La reina reconoció que era imposible. Incluso a través de los miasmas de su gaélica mentalidad, había llegado a la convicción de que los asnos no se aparean con las serpientes. Era inútil que pusiera de manifiesto todos sus encantos y talentos ante aquellos ridículos caballeros; era absurdo que fuera siempre con ellos haciendo de cebo para una caza que pensó sería amorosa. Repentinamente se dio cuenta de que les odiaba. Eran unos imbéciles. Descubrió con asombro que su mayor interés se relacionaba con sus queridos pequeños. ¡Era la mejor madre del mundo! Su corazón palpitaba por ellos, y su espíritu maternal se henchía de amor. Cuando Gareth le llevó unas flores de brezo a la habitación, en señal de disculpa, ella le cubrió de besos.

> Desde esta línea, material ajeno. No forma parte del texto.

PR #1976, opened 2024-07-18
Reorder extensions for windows in which function

ellosel:
Resolving windows failure:

[11/677] Verifying files in C:/github/rocBLAS/build/release/Tensile/library/TensileManifest.txt were generated
DeveloperWarning: HardwareMonitor currently disabled for gfx941, gfx942,
gfx1100, gfx1101, gfx1102, gfx1200, gfx1201
Bareword found where operator expected at C:\hipCI\bin\hipcc.bat line 1, near "@set HIPCC"
        (Missing operator before HIPCC?)
Array found where operator expected at C:\hipCI\bin\hipcc.bat line 2, near "@perl"
        (Missing semicolon on previous line?)
Operator or semicolon missing before %HIPCC at C:\hipCI\bin\hipcc.bat line 2.
Ambiguous use of % resolved as operator % at C:\hipCI\bin\hipcc.bat line 2.
syntax error at C:\hipCI\bin\hipcc.bat line 1, near "@set HIPCC"
Execution of C:\hipCI\bin\hipcc.bat aborted due to compilation errors.
DeveloperWarning: Error: hipcc running --version Command '['perl',
'C:\\hipCI\\bin\\hipcc.bat', '--version']' returned non-zero exit status 255.

---

**Resolution**

On Windows we do something like 
```python
cmd = "perl " + which("hipcc") + " --version"
```
But `perl hipcc.bat --version` doesn't work (though the file exists), however, `perl hipcc --version` does work, and hipcc.exe isn't a thing so we skip it when calling `which(hipcc)`. Additionally, we want `which(clang++)` to return clang++ or clang++.exe when on Windows.

### DIFF
--- a/Tensile/Common.py
+++ b/Tensile/Common.py
@@ -2299,7 +2299,7 @@ def which(p):
     if supportedCompiler(p) and 'CMAKE_CXX_COMPILER' in os.environ and os.path.isfile(os.environ['CMAKE_CXX_COMPILER']):
         return os.environ['CMAKE_CXX_COMPILER']
     if os.name == "nt":
-        exes = [p+x for x in ['', '.bat']]  # bat may be front end for file with no extension
+        exes = [p+x for x in ['.exe', '', '.bat']]  # bat may be front end for file with no extension
     else:
         exes = [p+x for x in ['', '.exe', '.bat']]
     system_path = os.environ['PATH'].split(os.pathsep)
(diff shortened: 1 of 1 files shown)


ellosel:
@TorreZuk my only concern with these changes is the interaction with launcher here:

https://github.com/ROCm/Tensile/blob/develop/Tensile/TensileCreateLibrary.py#L263

it isn't clear to me how launcher is used in practice.

TorreZuk:
> @TorreZuk my only concern with these changes is the interaction with launcher here:
> 
> https://github.com/ROCm/Tensile/blob/develop/Tensile/TensileCreateLibrary.py#L263
> 
> it isn't clear to me how launcher is used in practice.

I added commentary in the internal ticket.   Launcher could be something like ccache but as hipcc is now deprecated I would think it would be applied on clang++.exe which would be fine.   hipcc is only for version detection, I suggested alternative but @yoichiyoshida mentioned some other constraints so ask him if you want to revisit that.   perl invocation should only be done on perl files, just like python file.exe we don't want.

bstefanuk (approved):
I've supplemented the description with details about why this solution works. Code change looks good.

PR #1980, opened 2024-07-19
Fix printing ASM capabilities for ROCm < 6.3

bstefanuk:
Fixes a defect whereby ROCm compilers under 6.3 print ~800 lines to stdout because of an assembler capability mismatch between those computed at runtime, and those cached in *AsmCaps.py*.

### DIFF
--- a/Tensile/Common.py
+++ b/Tensile/Common.py
@@ -26,9 +26,10 @@ from . import __version__
 from . import Parallel
 from .Utilities.ConditionalImports import print, TENSILE_TERM_COLORS
 from collections import OrderedDict
+
 from copy import deepcopy
 from .AsmCaps import CACHED_ASM_CAPS
-from typing import Optional
+from typing import Any, NamedTuple, Optional, Tuple, Dict
 
 import math
 import os.path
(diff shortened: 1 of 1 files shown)


Tensile/Common.py
```diff
@@ -2310,6 +2318,45 @@ def which(p):
...
+        This function modifies `globalParameters` and `cachedAsmCaps` in place.
+    """
+    compilerVersion = CompilerVersion(
+        *[int(c) for c in globalParameters["HipClangVersion"].split(".")[:2]]
+    )
+    supportedISA = globalParameters["SupportedISA"]
+    to_remove = []
+
+    for v in supportedISA + [(0, 0, 0)]:
+        if v[0] == 12 and not (compilerVersion.major == 6 and compilerVersion.minor == 3):
```
nakajee, line 2348: Should this be like 
  not (major > 6 or (major ==6 and minor >=3))

nakajee:
Thanks for taking care of this issue.
I have been waiting for fix for this print.

ellosel (approved):

Tensile/Common.py
bstefanuk: I agree, I will update this to include all compiler versions 6.3 and up.

nakajee (approved):
Thanks for your update.
Looks good.

PR #326, opened 2024-05-14
Map layers more layer work

ka-pr:
Some refactoring of the map component code and started implementing logic to control to which layer OCR/OCC geometry features go to.


xzzy (approved):
Sensitivity Check Completed

PR #328, opened 2024-05-15
CS URL Length Fix

awf-dbca:
Conservation Status Dashboard was failing to load due to recently added filters increasing the request url beyond allowed limit.

This PR has changed all internal requests for CS records that utilise filters to use the POST method instead of GET.

Requests that have been changed include:
 - the internal dashboards for flora, fauna, and community 
 - the exports for those dashboards
 - the referral tables within those dashboards
 - the exports for the referral tables
The filter functions have been changed to get params from POST as well.

NOT changed is the external CS dashboard - that has not breached the url limit due to using fewer filters and utilises its own filter backend.

Changes to the external CS dashboard, and all other requests, may be required as need and/or for consistency in future work.


xzzy (approved):
Sensitivity Check Completed

xzzy (commented):
Sensitivity check completed

PR #330, opened 2024-05-15
Map layers even more work

ka-pr:
Started providing props to control what the map component displays or what functionality it provides. Also some improvements to the list of map features and the styling of selected features.


xzzy (approved):
Sensitivity Check Completed

PR #331, opened 2024-05-15
System Groups Round 2

oakdbca:
- Show new contributor badge in internal CS and OCR datatables for users that have not yet had a submission either declined or approved (either CS or OCR submission), Also show this badge on the CS and OCR details pages next the contributor's name
- Add user logged in signal that adds new users to the external contributors group as long as their email is not in a blacklist
- More work getting the things editable and visible based on new user groups


xzzy (approved):
Sensitivity Check Completed

PR #332, opened 2024-05-16
Internal/External URL Conversion Changes for Email Sending

oakdbca:
- Add fuctions to convert to and from internal or external urls that can work locally (where the url does not need conversion), in dev/uat (where the internal suffix is "-internal-<rancher_cluster>" and in production (where the internal suffix is "-internal"
- Add calls to new functions to SC, CS and OCC email.py files


xzzy (approved):
Sensitivity Check Completed

PR #333, opened 2024-05-16
Species & Community Private/Public

awf-dbca:
Active Species and Community records can now be made public/private, with records sections also having public/private options.

Changes include:
- models for tracking publishing status, both of the the records as a whole and each sections
- option to make Active records public, with a radio button form presented on action to set each section as well
- display of public/private status in record tables and page, presented for Active records in the status column (i.e. Active - Private, Active-Public)
- radio button form presented for records, disabled if not public, allowing users to change which sections are public post-publication
- stricter presentation of species and communities to external users, they can only see publicly available records and can only see public sections within those records (enforced both client-side and server-side, returning non-public sections as null via API)
- External users can now view threats (if threats have been made public)
- saving a record reverts it back to private, with a message presented in the save feedback 
- history tracking added for publication status, accessible via species/community history

Design specifies that Documents are to be always private. Related Items have also been omitted for now.


xzzy (approved):
Sensitivity Check Completed

PR #337, opened 2024-05-17
S&C prevent saving if no changes made

awf-dbca:
When an S&C record is saved it makes the record private if it was public. To prevent accidental saves, a check is in place to ensure a change has been made before continuing to save.

If no change has been made, a dialogue appears informing the user that no changes have been made.

It works by maintaining a copy of the original S&C object, which itself is only updated after a successful save/refresh, and comparing the main S&C object to it before submission. The compare function has been included as a helper function.

Publishing status for an S&C record is handled by its own endpoint so has its own change check as well, and removed from the main S&C objects when they are validated (using copies so as not to alter the actual objects).

Currently exclusively applied for S&C on the client-side. May be useful to apply to other models and potentially enforce server-side as well.

### DIFF
--- a/boranga/frontend/boranga/src/components/common/species_communities/community_profile.vue
+++ b/boranga/frontend/boranga/src/components/common/species_communities/community_profile.vue
@@ -434,6 +434,10 @@ export default {
             type: Object,
             required: true
         },
+        species_community_original: {
+            type: Object,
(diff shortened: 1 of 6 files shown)


xzzy (approved):
Sensitivity Check Completed

PR #338, opened 2024-05-20
Map layers additional tilelayers

ka-pr:
Changes the map to fetch its basemaps and optional tilelayers from URLs that may be defined in the django admin interface.


xzzy (approved):
Sensitivity Check Completed

PR #339, opened 2024-05-21
OCR workflow adjustments

awf-dbca:
A number of adjustments to OCRs per requirements.

Changes include:

 - OCRs can now be "unlocked" - once unlocked changes can be made to the OCR at which point it will revert to "with assessor" status
 - Unlocked OCRs have a "back to assessor" button presented if no changes to the OCR required but assignment to an alternative OCC is
 - When approving an OCR that had previously been assigned to an OCC, that OCC will be listed as the default choice for the "Existing OCCs" dropdown
 - Fix to OCR assignment - self-assignment was not working properly
 - Various accommodations made to support the unlock status and functionality - including changes to auth and conditional page reloads
 - Proposing an approve/decline and sending back to assessor now no longer redirects back to the main OCC/OCR dashboard
 - Observer details can no longer be deleted, but now can be removed and reinstated
 - Removing the last OCR from an Active/Locked OCC will now cause that OCC to become "discarded"
 - Moved some workflow functions (lock/unlock/close) for OCC/OCRs from the viewset to the model (auth group check at both levels)


xzzy (approved):
Sensitivity Check completed

PR #340, opened 2024-05-21
Minor Changes

awf-dbca:
Minor changes to address some test findings:

 - Submitting a species will no longer produce three history records, instead it will produce two if a change had been made (save before submit) or only one
 - History tables will now reload when their containing modal is opened
 - renamed get_occurrence_editor_group to get_occurrence_approver_group


xzzy (approved):
Sensitivity Check Completed

xzzy (commented):
Sensitivity Check Completed

PR #341, opened 2024-05-22
Viewset Mixin Change

awf-dbca:
A number of our API Viewset classes were inheriting the ModelViewSet class. The ModelViewSet includes handling for delete requests, among other things, that were not being properly handled by our own auth mechanisms beyond minimal queryset constraints and any applied permission_classes (the latter not yet implemented across the project).

This would essentially mean that (in most cases) any internal user could delete (and potentially alter) a record outside of any intended workflow and even when not part of an appropriate system group. 

This PR has adjusted the inheritance of all relevant classes to only use the super classes and/or mixins necessary for their intended functions. Most workflow, create, and update functions are handled directly in the pertaining class, so now most ViewSet classes either utilise (viewsets.GenericViewSet,mixins.RetrieveModelMixin) or (viewsets.ReadOnlyModelViewSet) - the latter used for our paginated viewsets.

Each endpoint and view has been tested to ensure no existing functionality has been affected and that everything still works as intended. The ability to delete records via these endpoints has also been reviewed - having been removed in all cases as appropriate.

Some accompanying adjustments include:
 - Minor frontend fixes to issues found during testing
 - The application of permission_classes to UserListFilterView (until now, unauth'ed users could use that endpoint)

### DIFF
--- a/boranga/components/conservation_status/api.py
+++ b/boranga/components/conservation_status/api.py
@@ -12,7 +12,7 @@ from ledger_api_client.ledger_models import EmailUserRO as EmailUser
 from openpyxl import Workbook
 from openpyxl.styles import Font
 from openpyxl.utils.dataframe import dataframe_to_rows
-from rest_framework import serializers, views, viewsets
+from rest_framework import serializers, views, viewsets, mixins
 from rest_framework.decorators import action as detail_route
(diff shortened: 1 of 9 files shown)


xzzy (approved):
Sensitivity Check Completed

El niño escapó al abrazo y se secó las lágrimas, sintiéndose en parte incómodo y en parte encantado. Las flores que había llevado fueron colocadas por su madre en una taza sin agua -era la perfecta ama de casa-, mientras el niño salía corriendo de la cámara real. Llevó a los demás la noticia del perdón materno, después de haber descendido por la escalera de caracol como un tirabuzón. Aquél era un castillo distinto al que el rey Arturo usaba como lugar de retiro. Un normando escasamente habría reconocido en aquel edificio un castillo, exceptuando la torre. Pero era un millar de años más antiguo que las construcciones normandas.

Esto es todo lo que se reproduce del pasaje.